Un projet immobilier de 150 millions attend toujours depuis 2004
Un citoyen représentant un groupe de propriétaires a ensuite interpellé la Ville au sujet d’un projet immobilier en suspens depuis vingt ans sur la rue Cyril-Delage. Il rappelle que les promoteurs ont investi dans les infrastructures, que les coûts sanitaires sont déjà couverts et qu’en mars 2023, l’administration Boyer s’était engagée à terminer les travaux. Pourtant, en novembre 2024, il a appris que la Ville attendrait désormais les «intentions» des promoteurs. «Ça fait 20 ans qu’on attend après la Ville. Nos plans sont déposés, et on parle d’un investissement de 150 millions de dollars pour 235 constructions», a-t-il insisté.

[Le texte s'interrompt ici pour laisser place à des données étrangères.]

Issue #763, opened 2023-07-12
Bug in PointValues


KnutAM:
Shouldn't `dMdξ` be updated here as well with the new quadrature point location...

https://github.com/Ferrite-FEM/Ferrite.jl/blob/fd0b99930394cafb4b5662cfb5f17a1694b01fec/src/PointEval/point_values.jl#L59-L66

PR #820, opened 2023-10-13
Test coverage for PointEval with nonlinear geometries

termi-official:
Point evaluation on master just does not work on nonlinear geometries. Here is an attempt to make it work. Fixes https://github.com/Ferrite-FEM/Ferrite.jl/issues/763 but might not completely fix the point eval.

## TODO

* [x] docs
* [x] ~~flexibility for inner solver~~ not sure how. ~~Should be a separate PR.~~ How is now included during review.
* [x] expose inner solver parameters
* [x] fix point eval for mixed-dimensional and embedded grids

### DIFF
--- a/src/FEValues/GeometryMapping.jl
+++ b/src/FEValues/GeometryMapping.jl
@@ -121,11 +121,11 @@ function otimes_returntype(#=typeof(x)=#::Type{<:Vec{dim,Tx}}, #=typeof(d2Mdξ2)
     return Tensor{3,dim,promote_type(Tx,TM)}
 end
 
-@inline function calculate_mapping(::GeometryMapping{0}, q_point, x)
+@inline function calculate_mapping(::GeometryMapping{0}, q_point::Int, x::AbstractVector{<:Vec})
     return MappingValues(nothing, nothing)
 end
 
-@inline function calculate_mapping(geo_mapping::GeometryMapping{1}, q_point, x)
+@inline function calculate_mapping(geo_mapping::GeometryMapping{1}, q_point::Int, x::AbstractVector{<:Vec})
     fecv_J = zero(otimes_returntype(eltype(x), eltype(geo_mapping.dMdξ)))
     @inbounds for j in 1:getngeobasefunctions(geo_mapping)
         #fecv_J += x[j] ⊗ geo_mapping.dMdξ[j, q_point]
@@ -148,6 +148,21 @@ end
 
 calculate_detJ(J::Tensor{2}) = det(J)
 calculate_detJ(J::SMatrix) = embedding_det(J)
+
+function calculate_jacobian_and_spatial_coordinate(gip::ScalarInterpolation, ξ::Vec{rdim,Tξ}, x::AbstractVector{<:Vec{sdim, Tx}}) where {Tξ, Tx, rdim, sdim}
+    n_basefuncs = getnbasefunctions(gip)
+    @boundscheck checkbounds(x, Base.OneTo(n_basefuncs))
+
+    fecv_J = zero(otimes_returntype(Vec{sdim,Tx}, Vec{rdim,Tξ}))
+    sx = zero(Vec{sdim, Tx})
+    @inbounds for j in 1:n_basefuncs
+        dMdξ, M = reference_shape_gradient_and_value(gip, ξ, j)
+        sx += M * x[j]
+        fecv_J += otimes_helper(x[j], dMdξ)
+    end
+    return fecv_J, sx
+end
+
 
 # Embedded
 
--- a/src/FEValues/common_values.jl
+++ b/src/FEValues/common_values.jl
@@ -329,7 +329,10 @@ Compute the spatial coordinate in a quadrature point. `x` contains the nodal
 coordinates of the cell.
 
 The coordinate is computed, using the geometric interpolation, as
-``\\mathbf{x} = \\sum\\limits_{i = 1}^n M_i (\\mathbf{x}) \\mathbf{\\hat{x}}_i``
+``\\mathbf{x} = \\sum\\limits_{i = 1}^n M_i (\\mathbf{\\xi}) \\mathbf{\\hat{x}}_i``.
+
+where ``\\xi``is the coordinate of the given quadrature point `q_point` of the associated
+quadrature rule.
 """
 function spatial_coordinate(fe_v::AbstractValues, q_point::Int, x::AbstractVector{<:Vec})
     n_base_funcs = getngeobasefunctions(fe_v)
@@ -342,6 +345,24 @@ function spatial_coordinate(fe_v::AbstractValues, q_point::Int, x::AbstractVecto
     return vec
 end
 
+"""
+    spatial_coordinate(ip::ScalarInterpolation, ξ::Vec, x::AbstractVector{<:Vec{sdim, T}})
+
+Compute the spatial coordinate in a given quadrature point. `x` contains the nodal coordinates of the cell.
+
+The coordinate is computed, using the geometric interpolation, as
+``\\mathbf{x} = \\sum\\limits_{i = 1}^n M_i (\\mathbf{\\xi}) \\mathbf{\\hat{x}}_i``
+"""
+function spatial_coordinate(interpolation::ScalarInterpolation, ξ::Vec, x::AbstractVector{<:Vec})
+    n_basefuncs = getnbasefunctions(interpolation)
+    @boundscheck checkbounds(x, Base.OneTo(n_basefuncs))
+    vec = zero(eltype(x))
+    @inbounds for j in 1:n_basefuncs
+        M = reference_shape_value(interpolation, ξ, j)
+        vec += M * x[j]
+    end
+    return vec
+end
 
 # Utility functions used by GeometryMapping, FunctionValues
 _copy_or_nothing(x) = copy(x)
--- a/src/PointEvalHandler.jl
+++ b/src/PointEvalHandler.jl
@@ -1,13 +1,14 @@
+Base.@kwdef struct NewtonLineSearchPointFinder{T}
+    max_iters::Int = 10
+    max_line_searches::Int = 5
+    residual_tolerance::T = 1e-10
+end
+
 """
     PointEvalHandler(grid::Grid, points::AbstractVector{Vec{dim,T}}; kwargs...) where {dim, T}
 
 The `PointEvalHandler` can be used for function evaluation in *arbitrary points* in the
 domain -- not just in quadrature points or nodes.
-
-The `PointEvalHandler` takes the following keyword arguments:
- - `search_nneighbors`: How many nodes should be found in the nearest neighbor search for each
-   point. Usually there is no need to change this setting. Default value: `3`.
- - `warn`: Show a warning if a point is not found. Default value: `true`.
 
 The constructor takes a grid and a vector of coordinates for the points. The
 `PointEvalHandler` computes i) the corresponding cell, and ii) the (local) coordinate
@@ -28,10 +29,10 @@ There are two ways to use the `PointEvalHandler` to evaluate functions:
 """
 PointEvalHandler
 
-struct PointEvalHandler{G,dim,T<:Real}
+struct PointEvalHandler{G,T<:Real}
     grid::G
     cells::Vector{Union{Nothing, Int}}
-    local_coords::Vector{Union{Nothing, Vec{dim,T}}}
+    local_coords::Vector{Union{Nothing, Vec{1,T},Vec{2,T},Vec{3,T}}}
 end
 
 function Base.show(io::IO, ::MIME"text/plain", ph::PointEvalHandler)
@@ -45,20 +46,27 @@ function Base.show(io::IO, ::MIME"text/plain", ph::PointEvalHandler)
     end
 end
 
-function PointEvalHandler(grid::AbstractGrid, points::AbstractVector{Vec{dim,T}}; search_nneighbors=3, warn=true) where {dim, T}
+# Internals:
+# `PointEvalHandler` takes the following keyword arguments:
+#  - `search_nneighbors`: How many nodes should be found in the nearest neighbor search for each
+#    point. Usually there is no need to change this setting. Default value: `3`.
+#  - `warn::Bool`: Show a warning if a point is not found. Default value: `true`.
+#  - `newton_max_iters::Int`: Maximum number of inner Newton iterations. Default value: `10`.
+#  - `newton_residual_tolerance`: Tolerance for the residual norm to indicate convergence in the
+#    inner Newton solver. Default value: `1e-10`.
+function PointEvalHandler(grid::AbstractGrid{dim}, points::AbstractVector{Vec{dim,T}}; search_nneighbors=3, warn::Bool=true, strategy = NewtonLineSearchPointFinder()) where {dim, T}
     node_cell_dicts = _get_node_cell_map(grid)
-    cells, local_coords = _get_cellcoords(points, grid, node_cell_dicts, search_nneighbors, warn)
+    cells, local_coords = _get_cellcoords(points, grid, node_cell_dicts, search_nneighbors, warn, strategy)
     return PointEvalHandler(grid, cells, local_coords)
 end
 
-function _get_cellcoords(points::AbstractVector{Vec{dim,T}}, grid::AbstractGrid, node_cell_dicts::Dict{C,Dict{Int, Vector{Int}}}, search_nneighbors, warn) where {dim, T<:Real, C}
-
+function _get_cellcoords(points::AbstractVector{Vec{dim,T}}, grid::AbstractGrid, node_cell_dicts::Dict{C,Dict{Int, Vector{Int}}}, search_nneighbors, warn, strategy::NewtonLineSearchPointFinder) where {dim, T<:Real, C}
     # set up tree structure for finding nearest nodes to points
     kdtree = KDTree(reinterpret(Vec{dim,T}, getnodes(grid)))
     nearest_nodes, _ = knn(kdtree, points, search_nneighbors, true)
 
     cells = Vector{Union{Nothing, Int}}(nothing, length(points))
-    local_coords = Vector{Union{Nothing, Vec{dim, T}}}(nothing, length(points))
+    local_coords = Vector{Union{Nothing, Vec{1, T},Vec{2, T},Vec{3, T}}}(nothing, length(points))
 
     for point_idx in 1:length(points)
         cell_found = false
@@ -70,7 +78,7 @@ function _get_cellcoords(points::AbstractVector{Vec{dim,T}}, grid::AbstractGrid,
                 possible_cells === nothing && continue # if node is not part of the subdofhandler, try the next node
                 for cell in possible_cells
                     cell_coords = getcoordinates(grid, cell)
-                    is_in_cell, local_coord = point_in_cell(geom_interpol, cell_coords, points[point_idx])
+                    is_in_cell, local_coord = find_local_coordinate(geom_interpol, cell_coords, points[point_idx], strategy; warn)
                     if is_in_cell
                         cell_found = true
                         cells[point_idx] = cell
@@ -89,54 +97,85 @@ function _get_cellcoords(points::AbstractVector{Vec{dim,T}}, grid::AbstractGrid,
     return cells, local_coords
 end
 
-# check if point is inside a cell based on physical coordinate
-function point_in_cell(geom_interpol::Interpolation{shape}, cell_coordinates, global_coordinate) where {shape}
-    converged, x_local = find_local_coordinate(geom_interpol, cell_coordinates, global_coordinate)
-    if converged
-        return _check_isoparametric_boundaries(shape, x_local), x_local
-    else
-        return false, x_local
PR #825, opened 2023-10-13
Add docstring to SubDofHandler

KnutAM:


src/Dofs/DofHandler.jl
```diff
@@ -12,6 +12,14 @@ Access some grid representation for the dof handler.
 """
 get_grid(dh::AbstractDofHandler)
 
+"""
+    SubDofHandler(dh::AbstractDofHandler, cellset)
+
+Create an `sdh::SubDofHandler` for the cells in `cellset`. All cells in `cellset`
+must have the same type. Fields are added to the `sdh` by using [`add!`](@ref) the 
+same way as for the standard [`DofHandler`](@ref).
```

David De Cotis (Action Laval, Saint-Bruno) a exprimé son soutien en insistant: «Avec près de 2 millions de dollars de taxes municipales que vous avez payés jusqu’à maintenant, vous méritez une réponse, vous méritez d’être respectés. Vous avez rempli toutes les exigences et ne devriez pas être ici aujourd’hui. L’administration Boyer ne fait pas sa job et dort au gaz.»
Claude Larochelle, qui dit avoir rencontré M. Guilbeault (le représentant du projet), parle d’«un exemple de patience inouïe» de la part du promoteur.
Le maire a répliqué en évoquant l’époque Vaillancourt, «où on construisait parfois n’importe comment, sans plan précis», et mentionne qu’une étude complète a été nécessaire et n’a été finalisée qu’en 2025.
La nouvelle cour municipale à 60 millions fait réagir
Le dernier point marquant du conseil a été l’adoption, à la majorité (12 pour, 7 contre), d’un projet de construction d’une cour municipale évaluée à près de 60 millions de dollars. Claude Larochelle la juge «trop ambitieuse et trop coûteuse»: selon lui, l’endettement municipal «va plus mal d’année en année» et ce n’est pas le moment pour un tel investissement. David De Cotis dénonce une «cour municipale de luxe» et craint que la Ville ne doive s’endetter encore davantage, faute de liquidités disponibles. Louise Lortie (Parti Laval) estime que «c’est un choix politique» et qu’il vaudrait mieux investir dans des mesures pour protéger les citoyens de problèmes d’infiltration d’eau ou d’autres besoins urgents.
Nicholas Borne (Mouvement lavallois, Laval-les-Îles) se dit fier du projet, considérant que Laval «bâtit pour les 50 prochaines années» et que la nouvelle cour deviendra un «projet phare».
Le maire Boyer, répondant aux critiques de l’opposition, a eu ces mots:
«C’est toujours facile de dire on veut moins de taxes, plus de services, moins d’employés. Il faut offrir des infrastructures décentes aux employés. La cour actuelle est un bâtiment vétuste, clôturé parce qu’il y a des briques qui tombent, où les employés se font voler leur lunch par des rats, et il y a des nids d’écureuils dans les toits.»
Selon lui, la nécessité de remplacer l’édifice actuel ne peut plus être reportée.
Des enjeux multiples pour l’année à venir
Au terme de ce premier conseil municipal de 2025, les divergences demeurent vives. La Fraternité des policiers maintient la pression en réclamant une entente rapide, tandis que les oppositions accusent l’administration Boyer de prendre des décisions unilatérales concernant la fermeture de comptoirs et l’affectation des ressources. Sur le plan économique, l’aval donné à une cour municipale à 60 millions divise fortement, tandis qu’un important projet immobilier reste en «stand-by» depuis deux décennies. Les prochains mois seront déterminants pour la suite des négociations policières et la concrétisation des différents projets discutés lors de cette séance.